Tree data as a nested list
-
Comments:
- here.
One of the nice things about Adjacency Lists as a method of storing tree structures is that there is not much redundancy: you only store a reference to the parent, and that’s it.
It does mean that getting that data in a nested object is a bit complicated. I’ve written before about getting data out of a database: I’ll revisit that again I’m sure, but for now, I’m going to deal with data that has the following shape: that is, has been built up into a Materialized Path:
[
{
"node": 1,
"ancestors": [],
"label": "Australia"
},
{
"node": 2,
"ancestors": [1],
"label": "South Australia"
},
{
"node": 3,
"ancestors": [1],
"label": "Victoria"
},
{
"node": 4,
"ancestors": [1, 2],
"label": "South-East"
},
{
"node": 5,
"ancestors": [1, 3],
"label": "Western Districts"
},
{
"node": 6,
"ancestors": [],
"label": "New Zealand"
},
{
"node": 7,
"ancestors": [1, 2],
"label": "Barossa Valley"
},
{
"node": 8,
"ancestors": [1, 2],
"label": "Riverland"
}
]
From here, we want to build up something that looks like:
- Australia
- South Australia
- Barossa Valley
- Riverland
- South East
- Victoria
- Western Districts
- South Australia
- New Zealand
Or, a nested python data structure:
[
('Australia', [
('South Australia', [
('Barossa Valley', []),
('Riverland', []),
('South-East', [])
]),
('Victoria', [
('Western Districts', [])
])
]),
('New Zealand', [])
]
You’ll see that each node is a 2-tuple, and each set of siblings is a list. Even a node with no children still gets an empty list.
We can build up this data structure in two steps: based on the fact that a dict, as key-value pairs, matches a 2-tuple. That is, we will start by creating:
{
1: {
2: {
4: {},
7: {},
8: {},
},
3: {
5: {},
}
},
6: {},
}
You might be reaching for python’s defaultdict
class at this point, but there is a slightly nicer way:
class Tree(dict):
def __missing__(self, key):
value = self[key] = type(self)()
return value
(Note: This class, and the seed of the idea, came from this answer on StackOverflow).

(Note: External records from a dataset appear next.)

PR #1153, opened 2019-01-02
fix: Do not inherit app object from Object prototype

daffl:
It appears that some browsers (or plugins or something) override the Object prototype, specifically the `init` property, which we use to call to initialize the application (causing `.init is not a function` errors). The best way to avoid this is to inherit from `null` instead of the Object prototype.

### DIFF
--- a/packages/feathers/lib/index.js
+++ b/packages/feathers/lib/index.js
@@ -3,9 +3,12 @@ const Proto = require('uberproto');
 const Application = require('./application');
 const version = require('./version');
 const { ACTIVATE_HOOKS, activateHooks } = require('./hooks');
+// A base object Prototype that does not inherit from a
+// potentially polluted Object prototype
+const baseObject = Object.create(null);
 
 function createApplication () {
-  const app = Object.create(null);
+  const app = Object.create(baseObject);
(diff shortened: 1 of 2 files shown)


packages/feathers/lib/index.js
```diff
@@ -3,9 +3,12 @@ const Proto = require('uberproto');
 const Application = require('./application');
 const version = require('./version');
 const { ACTIVATE_HOOKS, activateHooks } = require('./hooks');
+// A base object Prototype that does not inherit from a
+// potentially polluted Object prototype
+const baseObject = Object.create(null);
 
 function createApplication () {
-  const app = {};
+  const app = Object.create(baseObject);
```
bertho-zero: That would not be enough to do that?

```js
const app = Object.create(null);
```

daffl: I thought so, too but [Uberproto](https://github.com/daffl/uberproto) tries to [get the Prototype](https://github.com/daffl/uberproto/blob/master/lib/proto.js#L74) when mixing into the `app` object, gets `null` and blows up so I needed to add another one to the chain.

PR #1163, opened 2019-01-09
[authentication] Consider data.payload in authentication.create

HenriBeck:
### Summary

The docs state that "Anything included in the data.payload object will be in the JWT's payload. If you include a payload object in params, it's properties will take precedence over data" which was not the case. It only considered payload inside params and not data

https://docs.feathersjs.com/api/authentication/server.html#servicecreatedata

No

No


daffl:
Thank you for the pull request but I think in this case the documentation is wrong. `data.payload` can not be used because that would make it possible to create valid JWTs for another user (if you know their id).

HenriBeck:
Yeah makes sense.

Issue #1194, opened 2019-02-05
user hooks doesn't recieve any params.  


navneethkrish:
### Steps to reproduce
Same issue in authenticate-jwt like Ref: https://github.com/feathersjs/authentication-local/issues/14#issue-221814991

### Expected behavior
While authenticating using authenticate-jwt, the before hook of get method on the user service should be provided with feathers params specified (except root level params) in request.

### Actual behavior
The `get` hook on the user service does not receive any additional data other than user id because of verifier passes only user id.

Ref:https://github.com/feathersjs/feathers/blob/2a6dc7019926fb92840045e904c7b9ac61c4c9ea/packages/authentication-jwt/lib/verifier.js#L29.

whether it could be fixed by the same way or Is there any other alternative?

If need, we will fix and raise the PR?

changes: 
const params = omit(req.params || {}, 'query', 'provider', 'headers', 'session', 'cookies');
...
....
this.service.get(id, params).then(entity => {
      const newPayload = { [`${this.options.entity}Id`]: id };
      return done(null, entity, newPayload);
    })

### System configuration 
**Module versions** (especially the part that's not working):

* `feathers-authentication-jwt` - 2.0.9

Issue #1045, opened 2018-10-06
Authentication next


daffl:
I wrote about this a little already in the [Feathers Crow roadmap update](https://blog.feathersjs.com/in-the-crows-nest-feathersjs-roadmap-update-41a1eafc6f5). This issue is meant to collect all related issues that the next version of Feathers authentication will cover.

## Framework independent

With the current (Buzzard) release, Feathers core became fully framework independent, however, the authentication plugin is still registering some Express middleware. In the next version that middleware will move into @feathersjs/express and make authentication core also framework independent. This will allow new transports like Koa or MQTT.

- https://github.com/feathersjs/authentication/issues/384
- https://github.com/feathersjs/authentication/issues/648
- https://github.com/feathersjs/feathers/issues/878

## Improved socket authentication

Currently, websockets are authenticated and logged out through a custom event mechanism. This was causing some issues (e.g. infrequent “No auth token” errors), especially around reliable reconnection on both sides, the server and the client.

- https://github.com/feathersjs/authentication/issues/392
- https://github.com/feathersjs/authentication/issues/517
- https://github.com/feathersjs/authentication/issues/545
- https://github.com/feathersjs/authentication/issues/577
- https://github.com/feathersjs/authentication/issues/586
- https://github.com/feathersjs/authentication/issues/682
- https://github.com/feathersjs/authentication/issues/698
- https://github.com/feathersjs/authentication/issues/699
- https://github.com/feathersjs/feathers/issues/892
- https://github.com/feathersjs/feathers/issues/941
- https://github.com/feathersjs/feathers/issues/991

## Improved authentication client

This will remove dependence on the stateful access token and gracefully handle socket re-authentication.

- https://github.com/feathersjs/authentication-client/issues/64
- https://github.com/feathersjs/authentication-client/issues/67
- https://github.com/feathersjs/authentication-client/pull/99
- https://github.com/feathersjs/feathers/issues/854

## No more cookies, improved oAuth

Feathers is a library for creating APIs using JWT for authentication. The one instance where a normal Feathers setup uses cookies is to pass the JWT to the browser after an oAuth (Facebook, Google etc.) authentication flow. The new oAuth and authentication client will no longer use cookies and split the oAuth flow into two parts instead of trying to do everything at once. The oAuth access token will be set in a cross-domain friendly (only locally accessible) URL hash which can then be exchanged for a JWT using Feathers standard authentication mechanism.

- https://github.com/feathersjs/authentication/issues/120
[...]

PR #1195, opened 2019-02-05
fix(authentication): passes params to user hooks from verifier of aut…

navneethkrish:
PR for this issue : https://github.com/feathersjs/feathers/issues/1194#issue-406702850

### DIFF
--- a/packages/authentication-jwt/lib/verifier.js
+++ b/packages/authentication-jwt/lib/verifier.js
@@ -1,5 +1,6 @@
 const Debug = require('debug');
 const debug = Debug('@feathersjs/authentication-jwt:verify');
+const { omit } = require('lodash');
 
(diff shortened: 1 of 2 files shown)


daffl:
Thank you for the pull request @navneethkrish. A lot of this will be changing for Authentication v3 (https://github.com/feathersjs/feathers/issues/1045) which is [currently under development](https://github.com/feathersjs/feathers/tree/authentication/v3) and will be available as pre-releases later this month.

I'd recommend to make a copy of the verifier with the changes you are suggesting and [supply it as a custom verifier](https://docs.feathersjs.com/api/authentication/jwt.html#verifier) in you project.

daffl:
This is a good point though by the way. It will definitely do this going forward.

Issue #776, opened 2018-01-08
Conditionnally configure JWT expireIn?


D219:
I have a use case where some users will need a JWT with a longer timeout. I know that in a standard app, I can edit src/authentication.js to add a `expireIn` flag, but this result in all JWT having the extended validation time.

Is there a way, for example in a hook, to change the expireIn option for just that request? By manually searching inside it, the only thing I found is `hook.app.authentication.jwt.expireIn`, which doesn't look like what I want.

daffl:
You should be able to set JWT options dynamically in `params.jwt` in a `before` `create`hook:

```js
app.service('authentication').hooks({
  before: {
    create(context) {
      context.params.jwt.expiresIn = '2d';
    }
  }
});
```

D219:
It did work, thanks a lot :)

PR #1227, opened 2019-02-23
Allow for removing JWT fields via json configuration.

AndrewJDR:
jsonwebtoken actually supports not setting the following fields:
expiresIn
issuer
subject
audience
iat

And perhaps others.
Taking expiresIn as an example, if this is undefined, it means the JWT should never expire and will not have an exp field:
Furthermore, the option must be completely undefined to achieve this behavior, explicitly setting it to undefined, null, or 0 is not sufficient:
https://github.com/auth0/node-jsonwebtoken/issues/417
This means there needs to be a way of explicitly removing these keys from the jwt options object.

feathers/authentication is always providing default values for these fields,
and didn't seem to any working facility for overwriting them programatically at runtime.
A previously mentioned technique of overriding jwt parameters via context.params.jwt.* (https://github.com/feathersjs/feathers/issues/776)
no longer works because context.params.jwt is not available in the auth/before hook. I don't know why this is the case, and I would have to investigate the git history extensively to find out.

In any case, I thought it would be nice to have a declarative way (rather than programmatic) to remove various jwt options/fields by setting a configuration option, so this commit adds a "jwtRemoveOptions" to the authentication section of the feathers configuration. This should be set to an array of key names to remove from the jwt options.

In addition, a conditional was placed around the setTimeout: if expiresIn is undefined it doesn't set the timeout.

### DIFF
--- a/packages/authentication/lib/options.js
+++ b/packages/authentication/lib/options.js
@@ -13,6 +13,7 @@ const defaults = {
     httpOnly: false,
     secure: true
   },
+  jwtRemoveOptions: [],
   jwt: {
     header: { typ: 'access' }, // by default is an access token but can be any type
     audience: 'https://yourdomain.com', // The resource server where the token is processed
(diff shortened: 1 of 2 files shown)


daffl:
Thank you for the pull request @AndrewJDR. I included a change that makes this possible in the new authentication version which is currently being finalized.

PR #1252, opened 2019-03-19
fix: update readme

bastibense:
add copyright year 2019

### Summary

Updated copyright.

No

No


daffl:
Thanks! If we have two years already maybe we can include the full time range with 2014 - 2019?

PR #1266, opened 2019-04-01
ENV variables support updated

aliazlan4:
This code was previously checking if a value of env variable exists in the process.env but it should check if the key is present in the process.env and if the same key is also present in the env that its value should be used instead of that key's value present in the default.json or production.json files etc.

### Summary

here](https://github.com/feathersjs/feathers/blob/master/.github/contributing.md#pull-requests))

### Other Information

If there's anything else that's important and relevant to your pull
request, mention that information here. This could include
benchmarks, or other information.

Your PR will be reviewed by a core team member and they will work with you to get your changes merged in a timely manner. If merged your PR will automatically be added to the changelog in the next release.

If your changes involve documentation updates please mention that and link the appropriate PR in [feathers-docs](https://github.com/feathersjs/feathers-docs).

### DIFF
--- a/packages/configuration/lib/index.js
+++ b/packages/configuration/lib/index.js
@@ -23,8 +23,8 @@ function init () {
           if (value.indexOf('\\') === 0) {
             value = value.replace('\\', '');
           } else {
-            if (process.env[value]) {
-              value = process.env[value];
+            if (process.env[name]) {
+              value = process.env[name];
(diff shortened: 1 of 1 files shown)


daffl:
Thank you for the pull request @aliazlan4 but this is how it is currently intended. This is documented in the [Variable types](https://docs.feathersjs.com/api/configuration.html#variable-types) documentation:

> If the *value* is a valid environment variable (e.v. `NODE_ENV`), use its value instead

PR #19, opened 2022-05-05
Add support for knn enhanced ar(x) forecastors

lzlzlizi:
Hi, @dajmcdon. Those commits add the support for KNN enhanced iterative, dynamic iterative, and direct methods. The direct method support the `arx` mode while the two iterative methods only support the `ar` mode. 

A few comments:
1.  The search-train-predict-residual procedures are tangled together because we need the `new_data` first to start.  Although we can technically split some of them apart, splitting will induce non-trivial space or computation redundancy.
2. `arx_forecastor.R` was accidentally changed when I apply auto formating for the scripts. Those changes can be revoked if needed.
3. KNN searching is supported by package `tensr`. Do we need to manually add it to dependencies?

### DIFF
--- a/DESCRIPTION
+++ b/DESCRIPTION
@@ -40,6 +40,7 @@ Suggests:
     lubridate,
     RcppRoll,
     rmarkdown,
+    tensr,
     testthat (>= 3.0.0)
 Config/testthat/edition: 3
 URL: https://github.com/cmu-delphi/epipredict/,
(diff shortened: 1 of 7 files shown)


lzlzlizi:
Sorry for bombarding you with the emails of R-CMD-check failures. Didn't realize it will send emails to everyone. I will temporarily close the PR until I fixed the check failure issue.

Issue #22, opened 2022-05-20
Unify the `epi_lag` and `epi_ahead` functions


dajmcdon:
These are basically the same. Try to remove as much extraneous repetition as possible (say by dispatching to common underlying functions).

kenmawer:
Currently on my fork, I'm having an error here. I wilk continue work on it tomorrow.
![example-recipe errors](https://user-images.githubusercontent.com/64671957/170392507-a913407b-469e-40a8-9dc6-9c0785c9164b.png)
e

dajmcdon:
I cannot reproduce your error locally. Can you describe how you are running the script? What R/package versions you're using?

kenmawer:
> I cannot reproduce your error locally. Can you describe how you are running the script? What R/package versions you're using?

On the example recipe, I run this with Ctrl+Shift+R (can also do Ctrl+A then Ctrl+R).

R version 4.1.1

tidyverse 1.3.1

covidcast 0.4.2

delphi.epidata 1.0.0

epiprocess 1.0.0

tidymodels 0.2.0

Note that I am getting the error with the code shown on my kenmawer/epipredict. I haven't tried it out with cmu-delphi/epipredict yet despite it differing from mine due to the inclusion of epi_shift.

dajmcdon:
Have you loaded `epipredict`? (with `devtools::load_all()`) Note: the function `epi_shift()` is never called by that example script. (It is used in other, unrelated parts of the package?

kenmawer:
> Have you loaded `epipredict`? (with `devtools::load_all()`) Note: the function `epi_shift()` is never called by that example script. (It is used in other, unrelated parts of the package.)

Yes, I have. I think we should discuss this issue in detail as I followed all your steps but I still get this error, implying I may have done something else wrong.

kenmawer:
Just a note: I still need to work on improving documentation for this, as the documentation is not quite right.

dajmcdon:
Closed by #77

PR #31, opened 2022-05-25
Km issue #22: unite

kenmawer:


kenmawer:
I did this by accident. Please ignore it.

We can also create a recursive method on this class that creates a node and all of it’s ancestors:
def insert(self, key, ancestors):
if ancestors:
self[ancestors[0]].insert(key, ancestors[1:])
else:
self[key]
>>> tree = Tree()
>>> for node in data:
... tree.insert(node['node'], node['ancestors'])
>>> print tree
{1: {2: {8: {}, 4: {}, 7: {}}, 3: {5: {}}}, 6: {}}
Looking good.
Let’s make another method that allows us to actually insert the labels (and apply a sort, if we want):
def label(self, label_dict, sort_key=lambda x: x[0]):
return sorted([
(label_dict.get(key), value.label(label_dict, sort_key))
for key, value in self.items()
], key=sort_key)
We also need to build up the simple key-value store to pass as label_dict
, but that’s pretty easy.
Let’s look at the full code: first the complete class:
class Tree(dict):
"""Simple Tree data structure
Stores data in the form:
{
"a": {
"b": {},
"c": {},
},
"d": {
"e": {},
},
}
And can be nested to any depth.
"""
def __missing__(self, key):
value = self[key] = type(self)()
return value
def insert(self, node, ancestors):
"""Insert the supplied node, creating all ancestors as required.
This expects a list (possibly empty) containing the ancestors,
and a value for the node.
"""
if not ancestors:
self[node]
else:
self[ancestors[0]].insert(node, ancestors[1:])
def label(self, labels, sort_key=lambda x: x[0]):
"""Return a nested 2-tuple with just the supplied labels.
Realistically, the labels could be any type of object.
"""
return sorted([
(
labels.get(key),
value.label(labels, sort_key)
) for key, value in self.items()
], key=sort_key)
Now, using it:
>>> tree = Tree()
>>> labels = {}
>>>
>>> for node in data:
>>> tree.insert(node['node'], node['ancestors'])
>>> labels[node['node']] = node['label']
>>>
>>> from pprint import pprint
>>> pprint(tree.label(labels))
[('Australia',
[('South Australia',
[('Barossa Valley', []), ('Riverland', []), ('South-East', [])]),
('Victoria', [('Western Districts', [])])]),
('New Zealand', [])]
Awesome. Now use your template rendering of choice to turn this into a nicely formatted list.